Calculate the molar entropy of vaporization for liquid hydrogen iodide at its boiling point -34.55 degrees celcius. HI(l) <=> HI(g)

deltaHvap = 19.76 kJ/mol

delta Hvap = Tvap x delta Svap

Substitute and solve for delta Svap. Don't forget Tvap must be in kelvin. Note the correct spelling of celsius.

didn't help me much :? anyone else?

Why did the thermometer go to therapy?

Because it had a boiling point identity crisis!
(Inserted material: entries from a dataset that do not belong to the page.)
PR #2567, opened 2025-02-04
Wrap up JSON RPC v06 re-introduction

### LINKED ISSUE #2514: Re-enable JSON-RPC v06

t00ts:
add `starknet_estimateMessageFee` and enable ws route testing

Closes #2514

### DIFF
--- a/crates/rpc/src/lib.rs
+++ b/crates/rpc/src/lib.rs
@@ -965,17 +965,15 @@ mod tests {
     #[case::v0_6_api(
         "/rpc/v0_6",
         "v06/starknet_api_openrpc.json",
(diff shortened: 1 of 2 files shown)


vbar (approved):

kkovaacs (commented):
BTW, we should enable the websocket test for the trace API, too.

kkovaacs (approved):

PR #2574, opened 2025-02-06
feat(rpc): fix serialization of `l1_data_gas`

### LINKED ISSUE #2571: `l1_data_gas` incorrectly marked as optional
Spec v0.8.* added a new field `l1_data_gas` to the type `RESOURCE_BOUNDS_MAPPING` (i.e. `pathfinder_rpc::types::ResourceBounds`) with the field being [included in the `required` array](https://github.com/starkware-libs/starknet-specs/blob/64f3c1622d2de2309421a17271f978d459f59176/api/starknet_api_openrpc.json#L3503).

However, `pathfinder` treats the field as optional:

https://github.com/eqlabs/pathfinder/blob/a213e8ed6f9165337a29f768d08c34c6d2fae164/crates/rpc/src/types.rs#L18

Maybe this has to do with reusing the type for v0_7?

However, quoting the [Starknet v0.13.4 pre-release notes](https://community.starknet.io/t/starknet-v0-13-4-pre-release-notes/):

> We need to define the hash of v3 transactions **that include l1_data_gas bounds**. The hash structure still follows the definition in SNIP8, with the new resource name used for the hash being L1_DATA (as it needs to fit in 7 bytes). The ordering of the resources is: L1_gas, L2_gas, L1_data_gas.

It's a bit confusing as it says "v3 transactions **that include l1_data_gas bounds**", implying that v3 transactions can still be without `l1_data_gas`? I see 2 ways of interpreting this:

1. "v3 transactions that include l1_data_gas bounds" simply refers to all transactions submitted through v0.8.*. The spec is correct in requiring this field.

   However, this doesn't really work on the response side? How should a node populate the `l1_data_gas` field if it's serving a "legacy" v3 transaction? By poulating both `max_amount` and `max_price_per_unit` with `0`?

2. v3 transactions can still be sent without `l1_data_gas`, even on v0.8.*, and the spec is wrong in requiring that field.

2. v3 transactions can still be sent without `l1_data_gas`, even on v0.8.*, and the way to do it is by setting `l1_data_gas` as `{ max_amount: 0, max_price_per_unit: 0 }`. A "modern" v3 transaction must have non-zero values for these 2 sub-fields. In this case, `{ max_amount: 0, max_price_per_unit: 0 }` simply acts as a placeholder for `null`/`None`, so the spec is still correct.

Not sure which is the case. Maybe @ArielElp can help?

t00ts:
Closes #2571

### DIFF
--- a/crates/rpc/fixtures/0.6.0/broadcasted_transactions.json
+++ b/crates/rpc/fixtures/0.6.0/broadcasted_transactions.json
@@ -183,10 +183,6 @@
         ],
         "nonce": "0x8",
         "resource_bounds": {
-            "l1_data_gas": {
-                "max_amount": "0x3333",
-                "max_price_per_unit": "0x4444"
-            },
             "l1_gas": {
                 "max_amount": "0x1111",
                 "max_price_per_unit": "0x2222"
--- a/crates/rpc/src/types.rs
+++ b/crates/rpc/src/types.rs
@@ -10,6 +10,7 @@ use pathfinder_common::{ResourceAmount, ResourcePricePerUnit};
 use serde::de::Error;
 
 use crate::dto::{U128Hex, U64Hex};
+use crate::RpcVersion;
 
 #[derive(Copy, Clone, Debug, Default, PartialEq, Eq)]
 pub struct ResourceBounds {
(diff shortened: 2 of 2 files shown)


vbar (approved):

kkovaacs (approved):
LGTM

But let's get back to your question. To calculate the molar entropy of vaporization (ΔSvap) for liquid hydrogen iodide (HI) at its boiling point, we need to use the equation:

ΔSvap = ΔHvap / T

Where ΔHvap is the heat of vaporization and T is the temperature in Kelvin.

Since the boiling point of HI is -34.55 degrees Celsius, we need to convert it to Kelvin:

T = -34.55 + 273.15 = 238.6 K

Now we can plug in the values:

ΔHvap = 19.76 kJ/mol = 19760 J/mol

ΔSvap = 19760 J/mol / 238.6 K

Calculating this gives us the molar entropy of vaporization for liquid HI at its boiling point.

To calculate the molar entropy of vaporization (ΔSvap) for liquid hydrogen iodide (HI), we need to use the following equation:

ΔSvap = ΔHvap / T

Where:
ΔHvap is the molar enthalpy of vaporization (given as 19.76 kJ/mol).
T is the temperature in Kelvin.

To convert the temperature from Celsius to Kelvin, we add 273.15 to the given boiling point (-34.55 °C):

T = -34.55 + 273.15 = 238.6 K

Now we can substitute the values into the formula:

ΔSvap = 19.76 kJ/mol / 238.6 K

To get the answer in J/(mol·K), we need to convert the units of ΔHvap from kJ to J by multiplying it by 1000:

ΔSvap = (19.76 kJ/mol * 1000 J/kJ) / 238.6 K

Simplifying the equation gives us the answer:

ΔSvap = 82.79 J/(mol·K)

You can't substitute 19.76 for delta Hvap and divide by -34.55 C (in kelvin, of course) to arrive at DSvap? You must want someone to punch the calculator for you.